Danilo Santiago is an eclectic artist. His portfolio includes a diverse array of art movements and media such as watercolor, oil, and pastels. He was trained under Angelito Antonio, Antonio Austria, Bonifacio Cristobal, Wenceslao Garcia, Diosdado Lorenzo, and Mario Parial.

== Exhibitions ==

=== One-man shows ===
- Kulay Isa - Gallery 1, San Juan, 1977
- Alay-kapwa - Makati Showroom, Makati, Philippines
- Ecology - Gen Luna Gallery, Davao City, Philippines
- Mithiin Makapilipino - Gallery Genesis, Mandaluyong, Philippines
- Inigma - Heritage Gallery, Cubao, Quezon City, Philippines

=== Group exhibitions ===

- Benavidez Art Group : First group show - February 1, 2014, Art Asia Gallery, Megamall
- AAP Selected Artists Exhibit 2013 - November 11, 2013, Adamson University Art Gallery, San Marcelino St. Ermita, Manila.
- 1st Beato Angelico Visual Arts and Design Conference and Exhibit - February 16, 2013, National Museum of the Philippines
- Philippine - Korea International Exhibition 2012
- BazaART ‘09 - at One Workshop Gallery, August 29 and 30, features paintings, photographs, sculptures, etchings and prints by Filipino greats and foreign artists
- Kristo Exhibit: 'Into Thy Hands' - the exhibit was featured in two separate displays at the 1/Of Gallery in Serendra, Bonifacio Global City, Taguig and at the Choice Expression Gallery in Makati.
BIKOL EXPRESSIONS - Art Center,Megamall, Mandaluyong, Philippines -2015
"Meeting of the Minds"- ArtAsia Gallery, megamall, Mandaluyong, Philippines
"Brushstrokes"- Students and faculty joint exhibit for the Freshmen Parents' Orientation of Painting Program of CFAD-UST

== Affiliated art groups ==

=== Art Association of the Philippines ===

The Art Association of the Philippines is an art organization that aims to "advance and foster, and promote the interests of those who work in the visual arts."
- 2014 - 2016 OFFICER Vice President - External Affairs
- 2012 - 2014 OFFICER Auditor

=== Benavidez Art Group ===

The Benavidez Art Group consists of eight alumni artists from the University of Santo Tomas (UST). The group's work and collaborative efforts are centered on their shared background as Thomasian graduates.

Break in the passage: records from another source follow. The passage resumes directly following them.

PR #706, opened 2019-03-26
Disable NGRAPH_USE_PREBUILT_LLVM; Fixes UnsatisfiedLinkError at runti…

EmergentOrder:
…me on LLVM via libcodegen


saudet:
When does that happen? I'm not getting that...

EmergentOrder:
I was getting a similar error on MKL when trying to use the nGraph preset until your recent fix. Once past that, I got this error. Tried deleting my local ivy and maven caches, got the latest snapshots, same. On latest Ubuntu LTS.
Building locally with this setting changed got me a successful run  (running the "free" subproject of [ONNX-Scala](https://github.com/EmergentOrder/onnx-scala) ), but I will double check that my previous local build(s) without it wasn't catching old snapshot jars or something.

saudet:
Works for now, but eventually, ideally, we should get nGraph to use the binaries prebuilt with the presets for LLVM, MKL-DNN, and ONNX.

=== Tuesday Group of Artists===

Tuesday Art Group is a small group of Filipino artists decided to tear down the disarray among local visual artists, and organized an umbrella group called Visual Artists Cooperative of the Philippines (VACOOP). Otherwise known as the Tuesday Group of Artists.

=== Gruppo Biswal ===

Gruppo Biswal an art group composed of visual artists who work using various media.

=== Grupong Tomasino ===

Grupong Tomasino is group of 69 alumni and faculty members of UST-CFAD.

BIKOL Expressions Art Group

== Other facts ==

- He is also participated in the OTSAA (On The Spot Artists’ Association, Incorporation) attempt to break the Guinness World Records for the longest painting on a continuous canvas along with 300 participants.